I have a dataframe like this:
df:
col1 | col2 | col3
a1_123 | a1_232| blue
a1_123 | a1_832| orange
a1_143 | a1_232| orange
a1_963 | a1_202| purple
a1_000 | a1_912| blue
a1_863 | a1_402| blue
I want to write a function that creates a separate dataframe for each value in col3. The desired output should look something like this:
df_blue:
col1 | col2 | col3
a1_123 | a1_232| blue
a1_000 | a1_912| blue
a1_863 | a1_402| blue
df_orange:
col1 | col2 | col3
a1_123 | a1_832| orange
a1_143 | a1_232| orange
df_purple:
col1 | col2 | col3
a1_963 | a1_202| purple
I want to combine the filtering and the creation of dataframes in one function.
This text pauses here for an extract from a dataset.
Issue #492, opened 2016-02-03
Scrolling="no" setting is hiding essential controls for some users


jvine:
We turned off scrolling on the iframe to prevent the bouncy behaviour (when the scrollbar pulses on and off). But some browsers are not resizing the window correctly, and are cutting off the bottom portion of the form. This often includes the Submit button... so the patron isn't able to send the request at all.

So far I have something for filtering
def df_filter(df_name, col_value, col_name):
'''
df: main dataframe
value: value to search
col: column to search for the value
'''
filt = (df_name[col_name] == col_value) # rows where col matches value
return df_name[filt]
value_list = df['col3'].unique().tolist()
for i in value_list:
something to create df with naming for mat of df_value_list unique value
What is the most efficient way to do this? My main dataframe can get pretty large.